WORK TASK
Find the string "lang" in the entries and copy each line that has it.

MATERIALS PROVIDED
=======

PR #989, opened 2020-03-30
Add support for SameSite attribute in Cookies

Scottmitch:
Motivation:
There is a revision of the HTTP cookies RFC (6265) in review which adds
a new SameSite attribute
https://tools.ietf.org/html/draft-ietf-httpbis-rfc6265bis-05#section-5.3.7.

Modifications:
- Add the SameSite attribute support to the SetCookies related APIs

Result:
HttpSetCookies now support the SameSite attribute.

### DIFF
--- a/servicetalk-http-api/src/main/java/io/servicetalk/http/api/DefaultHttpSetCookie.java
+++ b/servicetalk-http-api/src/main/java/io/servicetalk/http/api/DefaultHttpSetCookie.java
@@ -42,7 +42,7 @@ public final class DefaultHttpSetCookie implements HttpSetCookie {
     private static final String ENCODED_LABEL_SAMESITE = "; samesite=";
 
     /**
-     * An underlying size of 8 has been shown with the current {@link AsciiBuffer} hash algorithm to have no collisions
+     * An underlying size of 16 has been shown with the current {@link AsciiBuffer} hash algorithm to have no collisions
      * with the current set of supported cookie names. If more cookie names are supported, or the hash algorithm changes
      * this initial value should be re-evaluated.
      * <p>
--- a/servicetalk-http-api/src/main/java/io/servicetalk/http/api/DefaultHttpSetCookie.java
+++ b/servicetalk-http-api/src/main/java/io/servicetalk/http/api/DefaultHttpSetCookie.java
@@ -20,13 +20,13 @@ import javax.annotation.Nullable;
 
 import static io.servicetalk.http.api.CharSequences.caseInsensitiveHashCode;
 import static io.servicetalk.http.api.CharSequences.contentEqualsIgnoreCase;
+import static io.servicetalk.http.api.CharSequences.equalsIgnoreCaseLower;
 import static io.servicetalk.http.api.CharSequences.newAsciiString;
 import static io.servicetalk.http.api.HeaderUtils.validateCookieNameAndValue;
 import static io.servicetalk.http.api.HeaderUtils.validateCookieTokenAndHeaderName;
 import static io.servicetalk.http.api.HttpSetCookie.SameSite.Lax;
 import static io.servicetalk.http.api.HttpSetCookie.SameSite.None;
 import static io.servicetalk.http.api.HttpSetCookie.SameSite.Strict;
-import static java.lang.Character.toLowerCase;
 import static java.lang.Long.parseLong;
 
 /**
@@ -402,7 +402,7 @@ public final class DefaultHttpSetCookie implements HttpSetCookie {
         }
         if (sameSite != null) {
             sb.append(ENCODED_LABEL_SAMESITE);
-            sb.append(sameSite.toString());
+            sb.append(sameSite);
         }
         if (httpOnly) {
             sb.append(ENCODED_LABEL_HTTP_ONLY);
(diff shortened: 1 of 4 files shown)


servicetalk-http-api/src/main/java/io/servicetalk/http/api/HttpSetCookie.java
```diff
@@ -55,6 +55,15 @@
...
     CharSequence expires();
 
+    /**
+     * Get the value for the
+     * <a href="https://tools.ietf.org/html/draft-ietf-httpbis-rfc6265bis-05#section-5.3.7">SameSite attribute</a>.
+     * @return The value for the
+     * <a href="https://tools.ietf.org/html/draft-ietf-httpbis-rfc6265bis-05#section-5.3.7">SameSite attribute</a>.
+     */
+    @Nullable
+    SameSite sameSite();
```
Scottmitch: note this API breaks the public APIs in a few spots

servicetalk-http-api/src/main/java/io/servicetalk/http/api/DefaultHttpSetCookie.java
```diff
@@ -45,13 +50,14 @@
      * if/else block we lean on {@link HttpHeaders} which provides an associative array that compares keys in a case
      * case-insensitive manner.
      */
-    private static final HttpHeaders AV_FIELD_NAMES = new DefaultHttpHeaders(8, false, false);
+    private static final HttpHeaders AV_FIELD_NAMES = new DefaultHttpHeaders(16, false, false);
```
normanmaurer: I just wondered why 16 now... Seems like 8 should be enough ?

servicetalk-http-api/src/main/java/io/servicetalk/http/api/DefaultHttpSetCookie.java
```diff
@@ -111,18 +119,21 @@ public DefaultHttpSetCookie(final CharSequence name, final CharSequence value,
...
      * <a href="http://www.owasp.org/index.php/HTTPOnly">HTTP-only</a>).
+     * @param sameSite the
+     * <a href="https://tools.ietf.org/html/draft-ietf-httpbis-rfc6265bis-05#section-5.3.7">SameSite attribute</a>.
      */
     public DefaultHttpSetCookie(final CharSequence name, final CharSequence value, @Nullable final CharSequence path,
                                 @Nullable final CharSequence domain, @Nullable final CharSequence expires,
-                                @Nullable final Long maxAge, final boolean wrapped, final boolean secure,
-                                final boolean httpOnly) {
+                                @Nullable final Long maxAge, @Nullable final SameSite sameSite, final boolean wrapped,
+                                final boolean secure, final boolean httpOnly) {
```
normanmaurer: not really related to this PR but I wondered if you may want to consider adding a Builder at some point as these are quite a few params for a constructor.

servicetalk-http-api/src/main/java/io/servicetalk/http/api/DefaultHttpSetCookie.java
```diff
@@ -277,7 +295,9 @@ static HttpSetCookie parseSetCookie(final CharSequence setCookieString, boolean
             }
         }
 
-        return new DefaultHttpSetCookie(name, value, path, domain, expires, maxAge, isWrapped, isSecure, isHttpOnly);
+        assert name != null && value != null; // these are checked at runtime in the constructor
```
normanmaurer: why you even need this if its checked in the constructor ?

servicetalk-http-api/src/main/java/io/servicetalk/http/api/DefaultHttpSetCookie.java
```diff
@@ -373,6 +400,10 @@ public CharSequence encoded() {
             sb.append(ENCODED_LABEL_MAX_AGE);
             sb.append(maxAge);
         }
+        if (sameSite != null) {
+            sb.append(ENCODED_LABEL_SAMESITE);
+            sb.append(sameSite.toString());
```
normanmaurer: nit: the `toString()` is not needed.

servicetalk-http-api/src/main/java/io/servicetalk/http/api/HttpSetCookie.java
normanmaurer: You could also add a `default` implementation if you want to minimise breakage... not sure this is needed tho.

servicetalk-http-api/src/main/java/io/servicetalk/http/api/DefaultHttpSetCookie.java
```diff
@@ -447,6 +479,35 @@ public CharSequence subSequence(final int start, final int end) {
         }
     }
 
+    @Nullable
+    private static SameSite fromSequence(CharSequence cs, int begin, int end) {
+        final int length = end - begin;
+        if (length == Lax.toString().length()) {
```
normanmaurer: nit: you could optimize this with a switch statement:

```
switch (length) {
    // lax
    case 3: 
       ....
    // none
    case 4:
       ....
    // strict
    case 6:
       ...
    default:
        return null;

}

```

=======

EXERCISE RESULT
-import static java.lang.Character.toLowerCase;
 import static java.lang.Long.parseLong;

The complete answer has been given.